Trigger Detection 2023
Synopsis
- Task: Given a document, assign all appropriate trigger warning labels.
- Input: A Fanwork with 50 to 6,000 words length. [data]
- Output: The ID of the work and a list of appropriate trigger labels, selected from a set of 32.
- Evaluation: F1 [code]
- Submission: tira.io preferably as a software submission
Task
In trigger detection, we want to assign trigger warning labels to documents that contain potentially discomforting or distressing (triggering) content [1]. We ask participants to develop a software or model that determines if a document contains triggering content. In particular, we model trigger detection as a multi-label document classification challenge: assign each document all appropriate trigger warnings, but not more. All warnings are chosen from the author's perspective, i.e. the work's author decided which kind of trigger the document contains.
Data
Our dataset contains works of fanfiction, extracted from archiveofourown.org (AO3). Each work is between 50 and 6,000 words long and has between 1 and many trigger warnings assigned. The label set contains 32 different trigger warnings with a long-tailed frequency distribution, i.e. some labels are very common, most labels are increasingly rare. Our training dataset contains 307,102 examples, with 17,104 in validation and 17,040 in the test split.
Training Dataset
The train and validation splits contains two files each: works.jsonl
and labels.jsonl
.
Both files have 1 example on each line, encoded in a json object. The works.jsonl
can be loaded with the huggingface datasets library.
{
"work_id": 1234, # The id of the work.
"labels": [1,0,0,1,...] # A list of labels (binary format). Check the utility code for conversion.

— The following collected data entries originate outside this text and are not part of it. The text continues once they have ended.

PR #388, opened 2016-01-14
Align yum repos with foreman-release

ekohl:


manifests/install/repos/yum.pp
```diff
@@ -20,23 +20,30 @@
...
   }
-  yumrepo { "${name}-source":
-    descr    => "Foreman ${repo} source repository",
-    baseurl  => "http://yum.theforeman.org/${repo_path}/${yumcode}/source",
+  yumrepo { "${name}-plugins-source":
+    descr    => "Foreman plugins ${repo} - source",
+    baseurl  => "http://yum.theforeman.org/${plugins_repo_path}/${yumcode}/source",
     gpgcheck => $gpgcheck_enabled,
-    gpgkey   => "http://yum.theforeman.org/${repo_path}/RPM-GPG-KEY-foreman",
+    gpgkey   => "http://yum.theforeman.org/${plugins_repo_path}/RPM-GPG-KEY-foreman",
```
domcleal: no GPG key for plugins, or their sources

domcleal:
Looks correct otherwise, compared to https://github.com/theforeman/foreman-packaging/blob/rpm/develop/foreman/foreman.repo.

manifests/install/repos/yum.pp
ekohl: I now see that the release files use ```gpgkey=file:///etc/pki/rpm-gpg/RPM-GPG-KEY-foreman``` in https://github.com/theforeman/foreman-packaging/blob/rpm/develop/foreman/foreman-plugins.repo. Should we just set the gpgkey to the http version but gpgcheck off?

domcleal: Yep, that'd be fine.  I'm not sure what the URL should be, but this seems fairly safe (it's like to be a plugin specific key rather than the main release one, if/when we did it).

mmoll:
this needs a rebase and the comments above addressed :)

ekohl:
Updated.

manifests/install/repos/yum.pp
ekohl: I decided to change gpgcheck to ```'0'``` since that matches the repos. I left out the gpgkey parameter since it's not used anyway and this way it won't change the value from foreman-release.

domcleal:
Merged, thanks @ekohl!

PR #389, opened 2016-01-14
fixes #11652: set ssl_certs_dir to '' by default

lazyfrosch:
This will not set SSLCACertificatePath by default. And that way only request and authenticate certificates by the configured CA and not any other present in the certs directory.

On the security site, this might be a problem, allowing any CA in the default certs dir, to sign a cert with a Puppet-known hostname CN.

We should discuss this :wink:


lazyfrosch:
My main issue with this, is that my browser always asked me to auth with a local client certificate.

I think it would be best practice to change it like this, should not affect any user.

Not exactly sure about the security meaning.

ekohl:
It looks like the solution that http://projects.theforeman.org/issues/11652 suggests, so I think you can add that issue number in the commit message.

Other than that, isn't the local client certificate because you can auth with it? node.rb, smart-proxy and other scripts use this so I think it will have to stay until we merge https://github.com/theforeman/puppet-foreman/pull/374 which splits that off into a separate port.

lazyfrosch:
@ekohl added the issue #

Regarding client auth, this still works, since this is still set, and is the effective setting. But we are no longer including the system trust store.

No need for an "internal" vhost.

```
SSLCACertificateFile    "/var/lib/puppet/ssl/certs/ca.pem"
```

ekohl:
@lazyfrosch I know this doesn't break the client auth, but I'd expect that your browser will still prompt you for a client certificate if available. This should be easy to test :)

lazyfrosch:
Not any more, I have a client cert from StartSSL, now I don't get the request anymore.

ekohl:
@lazyfrosch that's good to know because I have the same issue :)

manifests/config/passenger.pp
```diff
@@ -44,6 +46,7 @@
   $ssl_ca              = $::foreman::server_ssl_ca,
   $ssl_chain           = $::foreman::server_ssl_chain,
   $ssl_cert            = $::foreman::server_ssl_cert,
+  $ssl_certs_dir       = '',
```
ekohl: puppet-lint does not like this :(

lazyfrosch:
Oh right, but wouldn't `undef` use the default value of `apache::vhost` ?

lazyfrosch:
I'd suggest an lint ignore comment here, since we need to empty the default value.

ekohl:
I agree. I think it's clear to set the value in params and add the lint ignore there rather than init.pp.

lazyfrosch:
Updated my commit.

Is it intentional to not test default values from `foreman` (`::params`) in passenger spec?

ekohl:
@lazyfrosch not sure if it's intentional. I think it's mostly to save runtime and possibly because this was easier.

lazyfrosch:
Lint fix...

ekohl:
:+1: on green tests

mmoll:
tested, still works for me :+1:
@domcleal, could you also have a look? :eyes:

domcleal:
Makes sense, merged.  Thanks @lazyfrosch.

PR #392, opened 2016-01-26
ensure json_package is installed via ensure_packages

timogoebel:
This commit changes the installation of rubygem-json from an explicit
package definition to ensure_packages. This may prevent a duplicate
declaration of the package resource.

### DIFF
--- a/manifests/puppetmaster.pp
+++ b/manifests/puppetmaster.pp
@@ -25,9 +25,7 @@ class foreman::puppetmaster (
     default:  { $json_package = 'rubygem-json' }
   }
 
-  package { $json_package:
-    ensure  => installed,
-  }
+  ensure_packages([$json_package])
 
   file {"${puppet_etcdir}/foreman.yaml":
     content => template("${module_name}/puppet.yaml.erb"),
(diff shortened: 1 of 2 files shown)


manifests/puppetmaster.pp
```diff
@@ -25,9 +25,7 @@
     default:  { $json_package = 'rubygem-json' }
   }
 
-  package { $json_package:
-    ensure  => installed,
-  }
+  ensure_packages($json_package)
```
ekohl: The [documentation](https://github.com/puppetlabs/puppetlabs-stdlib#ensure_packages) says it should be a list of packages.

timogoebel: It is casted to an array in the code, but let me update this...

ekohl: In that case the documentation doesn't match the code :)

ekohl:
:+1:

mmoll:
@timogoebel please update the tests (see the output in travis for the needed change), then we're good to go here :)

timogoebel:
@ekohl @mmoll : Thanks for taking a look. Tests are green now! :-)

mmoll:
Merged, Danke @timogoebel!

PR #393, opened 2016-01-29
Pin puppetlabs/apache to 1.7.0

ehelms:
The update to puppetlabs/apache 1.8.0 included moving mod configuration
files to /etc/httpd/conf.modules.d on EL7. The mod_passenger package
currently places its configuration file in /etc/httpd/conf.d which
gets wiped out by puppet. The configuration file deployed by puppet
does not include the proper default directives to set the PassengerRoot
which results in Foreman being unaccessible. See:

https://github.com/puppetlabs/puppetlabs-apache/commit/e825422b0080e66b32cd05ed51b5ccae69325c74

### DIFF
--- a/metadata.json
+++ b/metadata.json
@@ -22,7 +22,7 @@
     },
     {
       "name": "puppetlabs/apache",
-      "version_requirement": ">= 1.2.0 < 2.0.0"
+      "version_requirement": ">= 1.2.0 < 1.8.0"
     },
     {
       "name": "puppetlabs/apt",


jlsherrill:
This is believe to be the cause of http://ci.theforeman.org/job/systest_foreman/8558/

the failures only seem to occur on el7 and show up because PassengerRoot is not defined any apache config files

mmoll:
I guess this is http://projects.theforeman.org/issues/13405 ?

domcleal:
I guess it is.  I spoke to the maintainers yesterday and they said it'll be a few weeks before a patch release is made with my fix, so I was planning to pin this today - though usually we'd do it in foreman-installer.

domcleal:
The other thing we can do is to point foreman-installer to the 1.8.x branch (which contains the fix) rather than pin to 1.7.

ehelms:
Apologies, I missed that issue entirely -- I have moved the change to here https://github.com/theforeman/foreman-installer/pull/164

PR #397, opened 2016-02-10
pin rspec-puppet-facts for Ruby 1.8

mmoll:
closes GH-396

will open a PR for modulesync, once this is merged here.

Issue #396, opened 2016-02-09
Test failing with Ruby 1.8.7


mmoll:
Pinning rspec-puppet-facts to 1.3.0 fixes this, the only change for 1.4.x was to pull in mcollective.

mmoll:
thinking about it again, I think it would be OK to pin rspec-puppet-facts to 1.3.0 for Ruby 1.8, but leave it open ended for other Rubyies. Opinions?

domcleal:
Is this regarding the report processor failures?  I'm not sure I see the connection.  e.g.

<pre>
       -"metrics" => {"resources"=>{"changed"=>2, "failed"=>1, "out_of_sync"=>2, "restarted"=>1, "total"=>10}, "events"=>{"failure"=>1, "success"=>1, "total"=>2}, "changes"=>{"total"=>2}, "time"=>{"filebucket"=>7.9e-05, "schedule"=>0.000678, "service"=>0.00463, "config_retrieval"=>0.141527891159058, "package"=>0.189955, "file"=>0.090157}},

       +"metrics" => {"resources"=>{"changed"=>2, "failed"=>1, "out_of_sync"=>2, "restarted"=>1, "total"=>10}, "changes"=>{"total"=>2}, "events"=>{"failure"=>1, "success"=>1, "total"=>2}, "time"=>{"filebucket"=>7.9e-05, "schedule"=>0.000678, "service"=>0.00463, "config_retrieval"=>0.141527891159058, "package"=>0.189955, "file"=>0.090157}},

        "reported_at" => "2013-08-29 11:11:44 UTC",

       -"status" => {"applied"=>0, "failed_restarts"=>0, "skipped"=>0, "pending"=>0, "failed"=>1, "restarted"=>1},

       +"status" => {"applied"=>0, "failed_restarts"=>0, "skipped"=>0, "pending"=>0, "failed"=>2, "restarted"=>2},

       

     # ./spec/unit/foreman_report_processor_spec.rb:43
</pre>

The only danger with pinning that gem at different version is when the fact values change and we have to adapt tests, it'll be much more difficult if it varies per Ruby version too.

mmoll:
[...]

PR #398, opened 2016-02-10
Copy report processor to lib

GregSutcliffe:
For now this is *just* a copy of what's in files/

I was about to delete it from files/ and update the tests/code, but it occured to me we still need the module in the environment path somewhere. How shall we handle this? I can think of:

* Copy the foreman module to the first available env (can we figure this out if the user changes options?)
* Write a trivial module called foreman_reports into the first env, with just a lib dir
* Don't configure reports and document how to set it up (it's trivial after all)

In the meantime, this PR will make it easy to enable reporting on Puppet 4. Thoughts?

### DIFF
--- a/lib/puppet/reports/foreman.rb
+++ b/lib/puppet/reports/foreman.rb
@@ -1,0 +1,187 @@
+# copy this file to your report dir - e.g. /usr/lib/ruby/1.8/puppet/reports/
+# add this report in your puppetmaster reports - e.g, in your puppet.conf add:
+# reports=log, foreman # (or any other reports you want)
+# configuration is in /etc/puppet/foreman.yaml
+
+require 'puppet'
+require 'net/http'
+require 'net/https'
+require 'rbconfig'
+require 'uri'
+require 'yaml'
+begin
+  require 'json'
+rescue LoadError
+  # Debian packaging guidelines state to avoid needing rubygems, so
+  # we only try to load it if the first require fails (for RPMs)
+  begin
+    require 'rubygems' rescue nil
+    require 'json'
+  rescue LoadError => e
+    puts "You need the `json` gem to use the Foreman ENC script"
+    # code 1 is already used below
+    exit 2
+  end
+end
+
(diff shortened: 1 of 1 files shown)


GregSutcliffe:
No idea what's going with the tests there. Will leave it until we've had a chance to discuss the way forward.

mmoll:
@GregSutcliffe see #396 / #397

mmoll:
would it work to just leave it in files as-is and puppetize it as file resource into `/opt/puppetlabs/puppet/lib/ruby/vendor_ruby/puppet/reports`? we're handling the augeas trapperkeeper lens in puppet-puppet similarly.

domcleal:
Yeah, that would probably work.

It would be nice to put the report processor into a module one day, since it'd also make it easy to install onto an existing Puppet master (you'd just `puppet module install theforeman/foreman_reporter` or something, but it probably isn't a hard requirement for Puppet 4 support.

mmoll:
TBH, as already stated in #398 I'd rather move things like node.rb, foreman.rb and so on to puppet-puppet or at least use puppet-puppet for some variables so we don't have to reimplement the whole OS and AIO/non-AIO logic in puppet-foreman again.

GregSutcliffe:
Moving the YAML config file makes sense, but node.rb and foreman.rb are static files now, so putting them in their own module for easy module install makes sense to me. For now, I can code up a patch for @mmoll's suggestion over the weekend.

mmoll:
the static files also could go into some OS package (foreman-proxy or a seperate puppet-foreman or similar), I think that was the original plan when the yaml paremeters were rafctored out :)

ekohl:
I can confirm placing it in ```/opt/puppetlabs/puppet/lib/ruby/vendor_ruby/puppet/reports/foreman.rb``` works. I'll come up with a patch in puppet-puppet to place it in the correct directory.

mmoll:
fixed by theforeman/puppet-puppet#353

PR #1111, opened 2024-03-14
added and deleted gor todos

MartaChobaniuk:
[DEMO LINK](https://martachobaniuk.github.io/react_todo-app-add-and-delete/)

### DIFF
--- a/src/utils/getTodoFilter.ts
+++ b/src/utils/getTodoFilter.ts
@@ -1,0 +1,17 @@
+import { Filter } from '../types/Filter';
+import { Todo } from '../types/Todo';
+
+export const getTodoFilter = (todos: Todo[], filter: Filter) => {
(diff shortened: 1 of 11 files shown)


src/utils/getTodoFilter.ts
```diff
@@ -0,0 +1,17 @@
...
+      case Filter.Active:
+        return !todo.completed;
+
+      case Filter.Completed:
+        return todo.completed;
+
+      default:
+        return true;
+    }
+  });
```
SanyaBratashchuk, line 16: it is better to move filter inside switch case not vice versa to avoid extra iteration in defaul case

SanyaBratashchuk (changes requested):

volodymyr-soltys97 (approved):
Nice work 🔥

PR #1115, opened 2024-03-17
Add task solution

Eater228:


src/components/Footer/Footer.tsx
```diff
@@ -0,0 +1,65 @@
...
+    deleteTodos(todoId)
+      .then(() => {
+        setTodos(currentTodos =>
+          currentTodos.filter(post => post.id !== todoId),
+        );
+      })
+      .catch(error => {
+        setErrorMessage('Unable to delete a todo');
+        setTodos(todos);
+        throw error;
```
VitaliyBondarenko1982, line 27:
```suggestion
```
it is redundant. setErrorMessage is enough for handling error. and we need to move on finally block.

src/components/Footer/Footer.tsx
```diff
@@ -0,0 +1,65 @@
...
+      .finally(() => {
+        if (todoInput) {
+          todoInput.focus();
+        }
+      });
+  };
+
+  const handleTodoCleaning = () => {
+    todos.map(todo => todo.completed && handleDelete(todo.id));
+    setTodos(todos.filter(todo => !todo.completed));
```
VitaliyBondarenko1982, line 38:
```suggestion
    const completedTodos = todos.filter(todo => todo.completed);
    completedTodos.forEach(todo => handleDelete(todo.id));
```
looks like it is reason of fail this test.
you are already filter todos in then block.
Screenshot from 2024-03-17 15-27-05

src/components/Header/Header.tsx
```diff
@@ -0,0 +1,131 @@
...
+    };
+
+    setTempTodo(newTodo);
+    addTodo(newTodo);
+  };
+
+  const handleAddTodo = (event: React.FormEvent<HTMLFormElement>) => {
+    event.preventDefault();
+    if (title.length < 1 || title.trim() === '') {
+      setErrorMessage('Title should not be empty');
```
VitaliyBondarenko1982, line 48: make enum for all possible error messages. and use it here and in all other places.

VitaliyBondarenko1982 (changes requested):
Good job.
Please check comments and try to pass one failed test.

src/components/Footer/Footer.tsx
Eater228: The problem is that one day it passes and the next it doesn't.

Eater228:
[DEMO LINK](https://Eater228.github.io/react_todo-app-add-and-delete/)

nazarmatsevych (approved):
Awesome 🔥

PR #1121, opened 2024-03-20
Add and delete Todo

nk8bnj:
[DEMO LINK](https://nk8bnj.github.io/react_todo-app-add-and-delete/)

### DIFF
--- a/src/components/TodoFooter/TodoFooter.tsx
+++ b/src/components/TodoFooter/TodoFooter.tsx
@@ -14,7 +14,7 @@ const Footer: React.FC = () => {
     filter,
     setFilter,
     setIsAllDeleted,
-    handleError,
+    handleError
   } = useTodos();
 
   const isClearButtonVisible = todos.some(todo => todo.completed);
--- a/src/components/TodoFooter/TodoFooter.tsx
+++ b/src/components/TodoFooter/TodoFooter.tsx
@@ -1,0 +1,69 @@
+import React from 'react';
+
+import TodoFilter from '../TodoFilter';
+
+import { deleteTodo } from '../../api/todos';
+import { useTodos } from '../../hooks/useTodos';
+import { Todo } from '../../types';
+
+const Footer: React.FC = () => {
+  // eslint-disable-next-line prettier/prettier
+  const {
+    todos,
+    setTodos,
+    filter,
+    setFilter,
+    setIsAllDeleted,
+    handleError,
+  } = useTodos();
+
+  const isClearButtonVisible = todos.some(todo => todo.completed);
+  const amountItemsLeft = todos.filter(todo => !todo.completed).length;
+
+  const handleDeletetodo = (todoId: number) => {
+    setIsAllDeleted(true);
+
+    deleteTodo(todoId)
+      .then(() => {
+        setTodos((prevTodos: Todo[]) =>
+          prevTodos.filter(todo => todo.id !== todoId),
+        );
+      })
+      .catch(() => {
+        handleError('Unable to delete a todo');
+      })
+      .finally(() => {
+        setIsAllDeleted(false);
+      });
+  };
+
+  const handleClearCompleted = () => {
+    todos.forEach(todo => {
+      if (todo.completed) {
+        handleDeletetodo(todo.id);
+      }
+    });
+  };
+
+  return (
+    <footer className="todoapp__footer" data-cy="Footer">
+      <span className="todo-count" data-cy="TodosCounter">
+        {amountItemsLeft} items left
+      </span>
+
+      <TodoFilter filter={filter} setFilter={setFilter} />
+
+      <button
+        type="button"
+        className="todoapp__clear-completed"
+        data-cy="ClearCompletedButton"
+        onClick={handleClearCompleted}
+        disabled={!isClearButtonVisible}
+      >
+        Clear completed
+      </button>
+    </footer>
+  );
+};
+
+export default Footer;
--- a/src/components/TodoInput/TodoInput.tsx
+++ b/src/components/TodoInput/TodoInput.tsx
@@ -1,0 +1,110 @@
+import React, { useEffect, useRef } from 'react';
+
+import { useTodos } from '../../hooks/useTodos';
+import { USER_ID, addTodo } from '../../api/todos';
+
+const TodoInput: React.FC = () => {
+  const [isAllCompleted, setIsAllCompleted] = React.useState(false);
+
+  const {
+    todos,
+    setTodos,
+    setError,
+    isLoading,
+    setIsLoading,
+    setTempTodo,
+    handleError,
+    isAllDeleted,
+  } = useTodos();
+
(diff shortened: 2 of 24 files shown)


src/components/TodoFooter/TodoFooter.tsx
```diff
@@ -0,0 +1,69 @@
...
+    setFilter,
+    setIsAllDeleted,
+    handleError
+  } = useTodos();
+
+  const isClearButtonVisible = todos.some(todo => todo.completed);
+  const amountItemsLeft = todos.filter(todo => !todo.completed).length;
+
+  const handleDeletetodo = (todoId: number) => {
+    setIsAllDeleted(true);
```
BudnikOleksii, line 24: Do you delete only one todo or all here? Looks like this state should be `isLoading`

src/components/TodoFooter/TodoFooter.tsx
```diff
@@ -0,0 +1,69 @@
...
+        setIsAllDeleted(false);
+      });
+  };
+
+  const handleClearCompleted = () => {
+    todos.forEach(todo => {
+      if (todo.completed) {
+        handleDeletetodo(todo.id);
+      }
+    });
```
BudnikOleksii, line 45: Ah, I see. You can create a state `loadingTodoIds` or something similar, and add ids to this array when deleting/toggling them and depending on this state show loaders for the corresponding todos

src/components/TodoInput/TodoInput.tsx
```diff
@@ -0,0 +1,110 @@
...
+  const handleEnterEvent = (event: React.KeyboardEvent<HTMLInputElement>) => {
+    if (event.key === 'Enter') {
+      event.preventDefault();
+      handleAddTodo();
+    }
+  };
+
+  const handleToggleAll = () => {
+    setTodos(todos.map(todo => ({ ...todo, completed: !isAllCompleted })));
+    setIsAllCompleted(!isAllCompleted);
```
BudnikOleksii, line 80: When you need to change state depends on the previous one, use functional `setState`

src/components/TodoItem/TodoItem.tsx
```diff
@@ -0,0 +1,98 @@
...
+import { deleteTodo } from '../../api/todos';
+import { useTodos } from '../../hooks/useTodos';
+import { Todo } from '../../types/Todo';
+
+type Props = {
+  todo: Todo;
+};
+
+const TodoItem: React.FC<Props> = ({ todo }) => {
+  const [selectedTodoId, setSelectedTodoId] = React.useState<number>(0);
```
BudnikOleksii, line 13: Why do you store the selected todo id inside the todo item? And why do you set it when you actually delete it

src/components/TodoItem/TodoItem.tsx
```diff
@@ -0,0 +1,98 @@
...
+      .then(() => {
+        setTodos(todos.filter(prevTodo => prevTodo.id !== todo.id));
+      })
+      .catch(() => {
+        handleError('Unable to delete a todo');
+      })
+      .finally(() => {
+        setIsLoading(false);
+      });
+  };
```
BudnikOleksii, line 48: You have the same handler in `TodoFooter`, maybe you can move it to the context

src/components/TodoItem/TodoItem.tsx
```diff
@@ -0,0 +1,98 @@
...
+
+  const firstCondition = isLoading && todo.id === selectedTodoId;
+  const secondCondition = todo.completed && isAllDeleted;
+  const isLoaderActive = firstCondition || secondCondition;
```
BudnikOleksii, line 52: That is strange and too complicated logic and these conditions will be more. You can create a state where you can store ids of todos that currently loading and depending on it set a loader.

src/components/TodoItem/TodoItem.tsx
```diff
@@ -0,0 +1,98 @@
...
+
+  return (
+    <div
+      data-cy="Todo"
+      className={cn('todo', {
+        completed: todo.completed,
+      })}
+    >
+      <label className="todo__status-label">
```
BudnikOleksii, line 61: A form label must be associated with a control

src/components/TodoItem/TodoItem.tsx
```diff
@@ -0,0 +1,98 @@
...
+      <button
+        type="button"
+        className="todo__remove"
+        data-cy="TodoDelete"
+        onClick={handleDeleteTodo}
+      >
+        ×
+      </button>
+
+      {/* overlay will cover the todo while it is being deleted or updated */}
```
BudnikOleksii, line 84: Remove comments

BudnikOleksii (changes requested):
Good job 👍 
Let's fix some issues and improve your solution

src/components/TodoInput/TodoInput.tsx
BudnikOleksii: > When you need to change state depends on the previous one, use functional `setState`

Not fixed
Also, looks like this state is redundant, as this value should be dynamic

src/components/TodoItem/TodoItem.tsx
BudnikOleksii: > Why do you store the selected todo id inside the todo item? And why do you set it when you actually delete it

?

src/components/TodoItem/TodoItem.tsx
```diff
@@ -0,0 +1,78 @@
...
+  };
+
+  const handleDeleteTodo = () => {
+    setSelectedTodoId(todo.id);
+    onDeleteTodo(todo.id);
+  };
+
+  // eslint-disable-next-line prettier/prettier
+  const isLoaderActive = (isLoading && todo.id === selectedTodoId)
+  || (todo.completed && isAllDeleted);
```
BudnikOleksii, line 33: That is strange and too complicated logic and these conditions will be more. You can create a state where you can store ids of todos that currently loading and depending on it set a loader.

BudnikOleksii (changes requested):
Good progress, but some moments still should fixed.
in the next task you need to add functionality to toggle all/remove completed, and need to show loaders for corresponding todos, so let's think about it update the logic of setting loaders

src/context/TodosContext.tsx
```diff
@@ -0,0 +1,107 @@
...
+        setTodos((prevTodos: Todo[]) =>
+          prevTodos.filter(todo => todo.id !== todoId),
+        );
+      })
+      .catch(() => {
+        handleError('Unable to delete a todo');
+      })
+      .finally(() => {
+        setIsLoading(false);
+        setLoadingTodosIDs([]);
```
BudnikOleksii, line 64:
```suggestion
        setLoadingTodosIDs(prevLoadingTodosIDs => (
          LoadingTodosIDs.filter(id => id !==todoId)
        ));
```
You can filter loading todo ids in case you have other loading states

BudnikOleksii (approved):
Looks good 👍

"text": "The text of a fanwork." # This contains <em>inline html</em> to preserve the original formatting.
}
{
"work_id": 1234, # The id of the work.
"labels": [pornographic-content, abuse] # A list of labels (string format). Check the utility code for conversion.
}
Test Dataset
The test split contains one file: works.jsonl
. Its format is as described above, but without with labels
.
Each solution to this task should take this works.jsonl
as an input, and produce a complete labels.jsonl
as described above.
Label Set
All labels are based on the freeform content warnings added to a fanwork by its author. Detailed definitions are included in the dataset download.
pornographic-content, violence, death, sexual-assault, abuse, blood, suicide,
pregnancy, child-abuse, incest, underage, homophobia, self-harm, dying, kidnapping,
mental-illness, dissection, eating-disorders, abduction, body-hatred, childbirth,
racism, sexism, miscarriages, transphobia, abortion, fat-phobia, animal-death,
ableism, classism, misogyny, animal-cruelty
Evaluation
Our ranking criteria are macro (primary) and micro F1. We also compute most other common evaluation metrics used in multi-label classification.
Submission
All submissions are handled through tira.io. We encourage all participants to use software submissions (via docker) for the sake of reproducibility. In a software submission you upload a docker image, which is then built and executed on the test data on tira's servers. Please follow tira's extensive documentation (and forums) for instructions.
Related Work
- [1] Matti Wiegmann and Magdalena Wolska and Christopher Schröder and Ole Borchardt and Benno Stein and Martin Potthast Trigger Warning Assignment as a Multi-Label Document Classification Problem In: Proceedings of the 61th Annual Meeting of the Association for Computational Linguistics (Volume 1: Long Papers)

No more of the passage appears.